- Your goal: Please copy each line below that contains the word "integration".

- Dataset entries:
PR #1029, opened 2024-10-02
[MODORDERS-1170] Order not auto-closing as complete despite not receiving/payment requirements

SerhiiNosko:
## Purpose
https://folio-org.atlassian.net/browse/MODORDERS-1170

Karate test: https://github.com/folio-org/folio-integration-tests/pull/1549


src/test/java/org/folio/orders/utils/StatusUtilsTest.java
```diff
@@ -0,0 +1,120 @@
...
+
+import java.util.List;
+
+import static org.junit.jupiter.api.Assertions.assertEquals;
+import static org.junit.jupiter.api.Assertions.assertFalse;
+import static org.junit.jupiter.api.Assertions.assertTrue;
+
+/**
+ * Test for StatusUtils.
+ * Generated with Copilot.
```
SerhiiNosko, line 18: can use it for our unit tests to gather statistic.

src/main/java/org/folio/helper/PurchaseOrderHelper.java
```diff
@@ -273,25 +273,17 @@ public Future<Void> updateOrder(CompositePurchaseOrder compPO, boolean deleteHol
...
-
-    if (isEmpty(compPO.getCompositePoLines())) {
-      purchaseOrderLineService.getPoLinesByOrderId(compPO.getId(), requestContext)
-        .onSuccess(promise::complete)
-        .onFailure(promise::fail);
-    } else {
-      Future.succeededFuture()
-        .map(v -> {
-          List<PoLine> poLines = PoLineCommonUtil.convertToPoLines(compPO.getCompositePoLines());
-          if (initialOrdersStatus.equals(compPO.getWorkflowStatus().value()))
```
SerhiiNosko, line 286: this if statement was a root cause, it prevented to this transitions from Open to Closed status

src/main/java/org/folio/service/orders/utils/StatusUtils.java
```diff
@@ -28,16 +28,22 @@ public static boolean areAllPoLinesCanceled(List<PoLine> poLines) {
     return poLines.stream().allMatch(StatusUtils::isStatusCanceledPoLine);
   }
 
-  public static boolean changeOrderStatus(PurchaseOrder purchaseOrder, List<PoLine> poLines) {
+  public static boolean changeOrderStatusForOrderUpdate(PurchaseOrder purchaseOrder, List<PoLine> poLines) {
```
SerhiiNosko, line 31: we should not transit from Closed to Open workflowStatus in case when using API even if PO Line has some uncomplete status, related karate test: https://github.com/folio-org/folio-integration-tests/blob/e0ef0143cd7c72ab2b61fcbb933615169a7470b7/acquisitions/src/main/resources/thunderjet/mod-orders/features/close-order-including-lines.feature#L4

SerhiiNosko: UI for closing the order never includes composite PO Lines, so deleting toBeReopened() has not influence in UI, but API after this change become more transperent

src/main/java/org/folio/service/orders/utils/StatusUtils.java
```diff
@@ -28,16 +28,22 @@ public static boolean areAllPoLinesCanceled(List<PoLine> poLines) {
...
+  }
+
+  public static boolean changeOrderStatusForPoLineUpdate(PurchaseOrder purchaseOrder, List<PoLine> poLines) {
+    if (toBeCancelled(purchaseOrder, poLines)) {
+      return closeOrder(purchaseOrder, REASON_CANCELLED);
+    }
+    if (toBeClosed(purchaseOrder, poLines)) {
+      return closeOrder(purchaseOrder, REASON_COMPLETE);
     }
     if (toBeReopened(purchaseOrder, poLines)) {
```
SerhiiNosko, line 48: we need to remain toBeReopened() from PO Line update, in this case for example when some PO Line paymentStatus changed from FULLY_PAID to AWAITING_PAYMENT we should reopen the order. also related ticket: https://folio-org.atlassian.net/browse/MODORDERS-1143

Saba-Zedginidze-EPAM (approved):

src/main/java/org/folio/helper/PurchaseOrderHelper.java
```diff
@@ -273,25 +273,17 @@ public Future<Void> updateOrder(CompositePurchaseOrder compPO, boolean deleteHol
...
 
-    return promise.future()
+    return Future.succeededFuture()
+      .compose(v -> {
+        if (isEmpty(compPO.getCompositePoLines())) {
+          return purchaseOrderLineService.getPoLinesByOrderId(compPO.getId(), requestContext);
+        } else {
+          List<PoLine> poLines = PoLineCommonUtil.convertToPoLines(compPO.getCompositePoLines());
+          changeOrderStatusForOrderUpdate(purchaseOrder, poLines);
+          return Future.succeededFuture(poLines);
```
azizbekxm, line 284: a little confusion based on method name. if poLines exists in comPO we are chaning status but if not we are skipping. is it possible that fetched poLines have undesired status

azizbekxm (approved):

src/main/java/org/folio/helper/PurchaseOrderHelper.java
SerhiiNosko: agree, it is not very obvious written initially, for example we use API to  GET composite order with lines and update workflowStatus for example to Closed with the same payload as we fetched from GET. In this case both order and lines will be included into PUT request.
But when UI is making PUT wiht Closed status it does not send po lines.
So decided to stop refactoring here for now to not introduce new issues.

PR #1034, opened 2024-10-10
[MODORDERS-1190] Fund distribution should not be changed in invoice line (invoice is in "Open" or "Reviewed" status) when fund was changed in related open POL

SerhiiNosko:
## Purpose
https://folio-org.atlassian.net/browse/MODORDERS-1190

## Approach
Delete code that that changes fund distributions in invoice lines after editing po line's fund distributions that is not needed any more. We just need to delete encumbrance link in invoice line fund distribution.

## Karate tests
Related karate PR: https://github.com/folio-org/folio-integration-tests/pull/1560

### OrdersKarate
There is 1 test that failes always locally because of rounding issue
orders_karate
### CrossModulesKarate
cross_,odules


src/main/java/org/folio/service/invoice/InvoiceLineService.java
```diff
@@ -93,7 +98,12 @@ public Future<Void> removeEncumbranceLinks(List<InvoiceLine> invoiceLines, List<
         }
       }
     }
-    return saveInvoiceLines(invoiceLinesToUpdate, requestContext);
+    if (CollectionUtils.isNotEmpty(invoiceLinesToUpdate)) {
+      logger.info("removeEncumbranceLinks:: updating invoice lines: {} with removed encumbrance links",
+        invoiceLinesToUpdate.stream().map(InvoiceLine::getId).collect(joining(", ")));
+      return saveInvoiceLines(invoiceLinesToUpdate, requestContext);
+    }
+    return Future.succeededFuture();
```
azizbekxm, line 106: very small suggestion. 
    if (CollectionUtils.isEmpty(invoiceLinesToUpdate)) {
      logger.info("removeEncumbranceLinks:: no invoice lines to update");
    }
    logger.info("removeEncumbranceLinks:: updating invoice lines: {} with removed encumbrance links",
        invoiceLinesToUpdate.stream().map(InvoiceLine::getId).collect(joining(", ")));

- Answer to the exercise:
Karate test: https://github.com/folio-org/folio-integration-tests/pull/1549
SerhiiNosko, line 31: we should not transit from Closed to Open workflowStatus in case when using API even if PO Line has some uncomplete status, related karate test: https://github.com/folio-org/folio-integration-tests/blob/e0ef0143cd7c72ab2b61fcbb933615169a7470b7/acquisitions/src/main/resources/thunderjet/mod-orders/features/close-order-including-lines.feature#L4
Related karate PR: https://github.com/folio-org/folio-integration-tests/pull/1560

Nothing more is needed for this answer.